Dataset entries
---------------

Issue #4429, opened 2025-05-20
[v4]: Enum doesn't have `type` in toJSONSchema


legendhimself:
Enum should have number or string as a type in the json schema.

For native enums, it should also include `x-enumNames`

```ts
z.object({
	id: z.string(),
	role: z.enum(['Admin', 'Member', 'Owner']),
	joinedAt: z.string(),
	name: z
		.object({
			firstName: z.string(),
			lastName: z.string().optional(),
		})
		.optional(),
	avatar: z.string().optional(),
	mobileNumber: z.string().optional(),
});
```

For this schema it generates
```json
{
        "type": "object",
        "properties": {
          "id": {
            "type": "string"
          },
          "role": {
            "enum": [
              "Admin",
              "Member",
              "Owner"
            ]
          },
          "joinedAt": {
            "type": "string"
          },
          "name": {
            "type": "object",
            "properties": {
              "firstName": {
                "type": "string"
              },
              "lastName": {
                "type": "string"
              }
            },
            "required": [
              "firstName"
            ]
          },
          "avatar": {
            "type": "string"
          },
          "mobileNumber": {
            "type": "string"
          }
        },
        "required": [
          "id",
          "role",
          "joinedAt"
        ]
      }
```

PR #4430, opened 2025-05-20
fix: enum type in json schema

imranbarbhuiya:
fixes: #4429

Since native enum can have number values too so I added a check to see typeof first value. Only first value check if enough as enums generate value first then name

### DIFF
--- a/packages/zod/src/v4/classic/tests/json-schema.test.ts
+++ b/packages/zod/src/v4/classic/tests/json-schema.test.ts
@@ -597,6 +597,12 @@ describe("toJSONSchema", () => {
           "b",
           "c",
         ],
+        "type": "string",
+        "x-enumNames": [
+          "a",
+          "b",
+          "c",
+        ],
       }
     `);
   });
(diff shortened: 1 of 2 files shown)


jeremyfiel:
declaring the `type` keyword with an enum is redundant and usually wrong.  the enum itself declares the types.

---------------

ACTION ITEM =
In the data above, which lines include "should"? Return those lines.

RESPONSE TO THIS TASK =
Enum should have number or string as a type in the json schema.
For native enums, it should also include `x-enumNames`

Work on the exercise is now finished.